[DATA SHOWN — start]

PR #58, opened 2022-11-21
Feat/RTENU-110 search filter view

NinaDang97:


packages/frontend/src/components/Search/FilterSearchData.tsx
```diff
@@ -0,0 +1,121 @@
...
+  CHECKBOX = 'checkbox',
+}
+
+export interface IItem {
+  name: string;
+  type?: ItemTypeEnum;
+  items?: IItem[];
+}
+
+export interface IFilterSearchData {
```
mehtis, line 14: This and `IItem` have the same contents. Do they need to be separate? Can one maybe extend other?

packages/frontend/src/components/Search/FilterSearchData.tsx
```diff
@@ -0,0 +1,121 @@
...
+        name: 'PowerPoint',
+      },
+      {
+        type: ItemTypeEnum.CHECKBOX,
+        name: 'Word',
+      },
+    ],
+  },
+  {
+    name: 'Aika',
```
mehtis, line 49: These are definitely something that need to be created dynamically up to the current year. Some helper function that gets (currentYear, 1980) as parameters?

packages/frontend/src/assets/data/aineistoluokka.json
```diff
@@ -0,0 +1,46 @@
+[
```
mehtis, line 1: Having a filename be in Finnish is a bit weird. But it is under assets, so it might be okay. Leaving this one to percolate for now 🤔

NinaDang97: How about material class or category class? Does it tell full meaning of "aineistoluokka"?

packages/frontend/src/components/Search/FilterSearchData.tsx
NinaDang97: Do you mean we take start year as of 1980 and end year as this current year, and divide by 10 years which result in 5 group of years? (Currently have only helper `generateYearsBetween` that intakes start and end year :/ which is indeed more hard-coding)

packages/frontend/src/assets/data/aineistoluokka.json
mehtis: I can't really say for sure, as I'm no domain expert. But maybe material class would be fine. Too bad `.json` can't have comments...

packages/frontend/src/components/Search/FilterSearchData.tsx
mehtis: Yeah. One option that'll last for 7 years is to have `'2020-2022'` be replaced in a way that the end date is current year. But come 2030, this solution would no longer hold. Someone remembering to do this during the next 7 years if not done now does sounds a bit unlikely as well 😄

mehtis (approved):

[DATA SHOWN — finish]

WORK REQUIRED — The expected result is a copy of each line in the records where "material" appears.

SOLUTION TO THIS EXERCISE —
NinaDang97: How about material class or category class? Does it tell full meaning of "aineistoluokka"?
mehtis: I can't really say for sure, as I'm no domain expert. But maybe material class would be fine. Too bad `.json` can't have comments...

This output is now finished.